Stefano Crosio: Cloudy Bay, Sauvignon Blanc Marlborough 2012

Somewhere, beyond the Sea

Somewhere, beyond the Sea

This is the sixth installment in my guest blogger series “Somewhere, Beyond the Sea”. For this post, I asked the photograph, certified sommelier, jack of all trades and good friend Stefano Crosio to contribute. Stefano started a blog with his wife Francesca at Flora’s Table, a gorgeous Italian food blog, to which he supplied photos and wine recommendations. A while ago, he spun off his own photography and wine blog at Clicks and Corks. Stefano keeps blowing me away with his skill in photography and his informative posts about wines. He takes a structured approach to tasting which has enriched my own tasting experience. But most of all, he provides the right mix of information and fun which I enjoy. I am extremely proud to be featuring him in this series. Thank you, Stefano!

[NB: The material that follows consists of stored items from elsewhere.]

PR #7986, opened 2025-04-09
Expose transport selector to mullvad api ios 1042

buggmagnet:
This PR enables using the AccessModeSelector powered by Rust with a couple of caveats:
- Swift still decides when a method is rotated (we will make the switch when we are done converting all the API calls to the Rust client)
- Rust currently has no way to indicate to Swift that it will rotate access methods
- The code assumes that pointer conversion between Swift and Rust never fails, the app wouldn't work otherwise, this was the same assumption that was built in when `MullvadApiContext` was introduced, and this expands on that concept. We can make it safer however.

⚠️ The PR is not mergeable yet because of recent additions to the same area in the codebase, but since theres a lot to review, I decided to open it now, and will deal with the merge conflicts as they come ⚠️ 

## How to test this ?
- Apply the patch at attached at the end of this description
- Make sure that the APIProxy is proxying to call to the rust client (Should already be the case if you are running a DEBUG build)
- Launch the app, change the currently selected API access method
- You should see which access method is selected in the console logs

```patch
diff --git a/ios/MullvadREST/Transport/TransportStrategy.swift b/ios/MullvadREST/Transport/TransportStrategy.swift
index 53c22b36c9..e4eb8960c2 100644
--- a/ios/MullvadREST/Transport/TransportStrategy.swift
+++ b/ios/MullvadREST/Transport/TransportStrategy.swift
@@ -64,6 +64,7 @@ public struct TransportStrategy: Equatable, Sendable {
             provider: accessMethodIterator,
             domainName: REST.encryptedDNSHostname
         )
+        // TODO: Can we use the Access Method database here instead of the access method iterator ?
         self
             .opaqueAccessMethodSettingsWrapper = initAccessMethodSettingsWrapper(
                 methods: connectionModeProviderProxy
diff --git a/mullvad-api/src/access_mode.rs b/mullvad-api/src/access_mode.rs
index ecd90b9d82..894685721e 100644
--- a/mullvad-api/src/access_mode.rs
+++ b/mullvad-api/src/access_mode.rs
@@ -267,6 +267,12 @@ impl<B: AccessMethodResolver + 'static> AccessModeSelector<B> {
         let (index, next) = Self::find_next_active(0, &access_method_settings);
         let initial_connection_mode = Self::resolve_with_default(&next, &mut method_resolver).await;
 
+        let log = format!(
+            "resolved connnection mode : {}",
+            initial_connection_mode.connection_mode
+        );
+        log::error!("{:?}", log);
+
         let (change_tx, change_rx) = mpsc::unbounded();
 
         let api_connection_mode = initial_connection_mode.connection_mode.clone();
diff --git a/mullvad-api/src/proxy.rs b/mullvad-api/src/proxy.rs
index 106449bb30..0010b4137d 100644
--- a/mullvad-api/src/proxy.rs
+++ b/mullvad-api/src/proxy.rs
@@ -1,6 +1,7 @@
 use hyper_util::client::legacy::connect::{Connected, Connection};
 use serde::{Deserialize, Serialize};
 use std::{
+    fmt::{self, Display, Formatter},
     io,
     net::SocketAddr,
     path::Path,
@@ -61,6 +62,19 @@ pub enum ApiConnectionMode {
     Proxied(ProxyConfig),
 }
 
+impl Display for ApiConnectionMode {
+    fn fmt(&self, formatter: &mut Formatter<'_>) -> fmt::Result {
+        let result = match self {
+            Self::Direct => "Direct mode".to_owned(),
+            Self::Proxied(proxy) => {
+                let address = proxy.get_endpoint().address;
+                format!("proxied via {:?}", address).to_owned()
+            }
+        };
+        writeln!(formatter, "{}", result.as_str())
+    }
+}
+
 #[derive(Clone, Debug, PartialEq, Deserialize, Serialize)]
 pub enum ProxyConfig {
     Shadowsocks(proxy::Shadowsocks),
diff --git a/mullvad-api/src/rest.rs b/mullvad-api/src/rest.rs
index 94c43392ad..1fdd02167d 100644
--- a/mullvad-api/src/rest.rs
+++ b/mullvad-api/src/rest.rs
@@ -202,6 +202,8 @@ impl<T: ConnectionModeProvider + 'static> RequestService<T> {
                     let Some(new_mode) = new_mode else {
                         break;
                     };
+                    let log = format!("new mode: {}", new_mode);
+                    log::error!("{:?}", log);
                     self.connector_handle.set_connection_mode(new_mode);
                 }
                 command = self.command_rx.next() => {
diff --git a/mullvad-ios/src/api_client/access_method_settings.rs b/mullvad-ios/src/api_client/access_method_settings.rs
index e87fce8759..14e449445f 100644
--- a/mullvad-ios/src/api_client/access_method_settings.rs
+++ b/mullvad-ios/src/api_client/access_method_settings.rs
@@ -152,6 +152,7 @@ impl SwiftAccessMethodSettingsWrapper {
     }
 
     pub unsafe fn into_rust_context(self) -> Box<SwiftAccessMethodSettingsContext> {
+        //TODO: Should we increment self here so that we can reuse this ?
         Box::from_raw(self.0)
     }
 }
diff --git a/mullvad-ios/src/api_client/api.rs b/mullvad-ios/src/api_client/api.rs
index c918dda61f..32f9d50915 100644
--- a/mullvad-ios/src/api_client/api.rs
+++ b/mullvad-ios/src/api_client/api.rs
@@ -39,6 +39,17 @@ pub unsafe extern "C" fn mullvad_api_get_addresses(
 
     let api_context = api_context.into_rust_context();
     let retry_strategy = unsafe { retry_strategy.into_rust() };
+    let api_context_clone = api_context.clone();
+    tokio_handle.clone().spawn(async move {
+        let current_connection_mode_future = api_context_clone.access_mode_handler.get_current();
+        match current_connection_mode_future.await {
+            Ok(connection_mode) => {
+                let log = format!("new mode: {}", connection_mode.connection_mode);
+                log::error!("{:?}", log);
+            }
+            Err(error) => log::error!("{:?}", error),
+        }
+    });
 
     let completion = completion_handler.clone();
     let task = tokio_handle.clone().spawn(async move {
```

- - -
This change is [Reviewable](https://reviewable.io/reviews/mullvad/mullvadvpn-app/7986)


rablador (changes requested):
> Reviewed 48 of 48 files at r1, all commit messages.
> *[Reviewable](https://reviewable.io/reviews/mullvad/mullvadvpn-app/7986)* status: all files reviewed, 7 unresolved discussions

___
*[`ios/MullvadVPN/Coordinators/Settings/APIAccess/Add/AddAccessMethodCoordinator.swift` line 11 at r1](https://reviewable.io/reviews/mullvad/mullvadvpn-app/7986#-ONURErB-fJaElQ7zH6H:-ONURErB-fJaElQ7zH6I:b-upe3gd) ([raw file](https://github.com/mullvad/mullvadvpn-app/blob/224ffc5a016634e6bd996fbbd084e14448d79dc4/ios/MullvadVPN/Coordinators/Settings/APIAccess/Add/AddAccessMethodCoordinator.swift#L11)):*
> ```Swift
> import Combine
> import MullvadSettings
> import MullvadTypes
> ```

Remove import?
___
*[`ios/MullvadSettings/AccessMethodRepositoryProtocol.swift` line 10 at r1](https://reviewable.io/reviews/mullvad/mullvadvpn-app/7986#-ONUNulS5TKw4kXDCG8o:-ONUNulTAULXUHCaO-oC:b-upe3gd) ([raw file](https://github.com/mullvad/mullvadvpn-app/blob/224ffc5a016634e6bd996fbbd084e14448d79dc4/ios/MullvadSettings/AccessMethodRepositoryProtocol.swift#L10)):*
> ```Swift
> 
> import Combine
> import MullvadTypes
> ```

Remove import?
___
*[`ios/MullvadRustRuntime/MullvadApiContext.swift` line 36 at r1](https://reviewable.io/reviews/mullvad/mullvadvpn-app/7986#-ONUF0qU862WOPBYGc8s:-ONUF0qU862WOPBYGc8t:bmyo12l) ([raw file](https://github.com/mullvad/mullvadvpn-app/blob/224ffc5a016634e6bd996fbbd084e14448d79dc4/ios/MullvadRustRuntime/MullvadApiContext.swift#L36)):*
> ```Swift
> 
>         if context._0 == nil {
>             throw NSError(domain: "", code: 0)
> ```

What's wrong with `MullvadApiContextError.failedToConstructApiClient`?
___
*[`ios/build-rust-library.sh` line 56 at r1](https://reviewable.io/reviews/mullvad/mullvadvpn-app/7986#-ONU9rRjDCIRr7qk7Whd:-ONU9rRjDCIRr7qk7Whe:bzbwo7m) ([raw file](https://github.com/mullvad/mullvadvpn-app/blob/224ffc5a016634e6bd996fbbd084e14448d79dc4/ios/build-rust-library.sh#L56)):*
> ```Shell
>     arm64)
>       if [ $IS_SIMULATOR -eq 0 ]; then
>         # Hardware iOS targets      
> ```

Spaces
___
*[`ios/MullvadRustRuntime/MullvadApiCompletion.swift` line 9 at r1](https://reviewable.io/reviews/mullvad/mullvadvpn-app/7986#-ONUCPMe0fUYjEGED14C:-ONUCPMe0fUYjEGED14D:b-upe3gd) ([raw file](https://github.com/mullvad/mullvadvpn-app/blob/224ffc5a016634e6bd996fbbd084e14448d79dc4/ios/MullvadRustRuntime/MullvadApiCompletion.swift#L9)):*
> ```Swift
> //
> 
> import MullvadTypes
> ```

Remove import?
___
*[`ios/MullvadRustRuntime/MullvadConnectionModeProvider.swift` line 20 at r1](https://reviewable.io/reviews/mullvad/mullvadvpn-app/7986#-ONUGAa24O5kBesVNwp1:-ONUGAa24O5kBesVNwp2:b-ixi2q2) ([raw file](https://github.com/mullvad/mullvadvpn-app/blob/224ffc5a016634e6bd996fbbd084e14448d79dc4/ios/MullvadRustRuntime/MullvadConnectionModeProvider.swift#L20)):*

Wine Review: Cloudy Bay, Sauvignon Blanc Marlborough 2012

Cloudy Bay (Photo credit: www.cloudybay.co.nz)

Photo credit: cloudybay.co.nz

Ever since Oliver was kind enough to ask me to contribute a guest post to his excellent blog, I have been really excited about the idea. Since the theme was “Somewhere Beyond the Sea” and the post was going to be published in the summertime, I thought reviewing one of my favorite New Zealand Sauvignon Blancs would just be the way to go: definitely “somewhere beyond the sea” pretty much from anywhere you look at it (unless of course you are a Kiwi!) and a refreshing Summer wine. So there we go.

About the Grape

A few interesting notions about the origins of Sauvignon Blanc: recent DNA analysis has identified a parent-offspring relationship between Savagnin (an old white-berried variety that is common in the Jura region of France) and Sauvignon Blanc and, there being much earlier documents mentioning Savagnin than Sauvignon Blanc, the former is believed to be the parent of the latter. DNA results also support the thesis that, contrary to common belief, Sauvignon Blanc did not originate from the Bordeaux area, but rather from the Loire Valley in France, where documental evidence dates back to 1534 (compared to 1710 in Bordeaux). However, it is interesting to note that, when Sauvignon Blanc was grown in the Bordeaux area, it spontaneously crossed with Cabernet Franc to create Cabernet Sauvignon.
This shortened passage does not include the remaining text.